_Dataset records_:
====

PR #292, opened 2016-12-19
WIP: Imfile

mostolog:
**Updated imfile doc, feedback requested**

Still, needing some more info about:

* On linux, files are monitored using inodes, which enable file renaming without having path issues. How this is handled on Windows?
* How inotify mode work internally on Linux? and on Windows?
* Accoding to doc, theres a Rainer blog article about escapeLF. Is this one?: http://blog.gerhards.net/2013/09/imfile-multi-line-messages.html

### DIFF
--- a/source/configuration/modules/imfile.rst
+++ b/source/configuration/modules/imfile.rst
@@ -38,7 +38,7 @@ Monitoring for changes supports file rotation under some circunstances:
 * rsyslog must be running while file is rotated, otherwise lines after last reading position won't be processed
 * once rsyslog ends with remaining lines, it will start reading new file from the beginning.
 
-Have in mind that files aren't monitored using paths, but have a *file handler* which doesn't change if file is renamed.
+Keep in mind that files aren't monitored using paths, but have a *file handler* which doesn't change if file is renamed.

====

The answer should be one number, the count of lines in the data that include the string "rsyslog".

_Answer_:
2